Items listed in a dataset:
*-*-*

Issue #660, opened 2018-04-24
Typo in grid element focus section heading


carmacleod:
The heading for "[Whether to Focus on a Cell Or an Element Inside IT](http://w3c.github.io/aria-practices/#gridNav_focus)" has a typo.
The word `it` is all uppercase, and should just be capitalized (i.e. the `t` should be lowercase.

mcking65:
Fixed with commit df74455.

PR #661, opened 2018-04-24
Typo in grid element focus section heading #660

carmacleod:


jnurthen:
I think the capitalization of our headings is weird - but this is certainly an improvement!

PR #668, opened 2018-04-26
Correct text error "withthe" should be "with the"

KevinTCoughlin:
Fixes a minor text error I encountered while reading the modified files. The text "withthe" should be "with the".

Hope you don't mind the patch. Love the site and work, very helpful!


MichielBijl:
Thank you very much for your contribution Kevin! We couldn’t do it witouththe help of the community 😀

*-*-*

- _Problem description_:
Starting from the line that contains "Typo in grid element focus section heading #660", transcribe each line to the end of the records above. Please add nothing.

- _Exercise output_:
Typo in grid element focus section heading #660

carmacleod:


jnurthen:
I think the capitalization of our headings is weird - but this is certainly an improvement!

PR #668, opened 2018-04-26
Correct text error "withthe" should be "with the"

KevinTCoughlin:
Fixes a minor text error I encountered while reading the modified files. The text "withthe" should be "with the".

Hope you don't mind the patch. Love the site and work, very helpful!


MichielBijl:
Thank you very much for your contribution Kevin! We couldn’t do it witouththe help of the community 😀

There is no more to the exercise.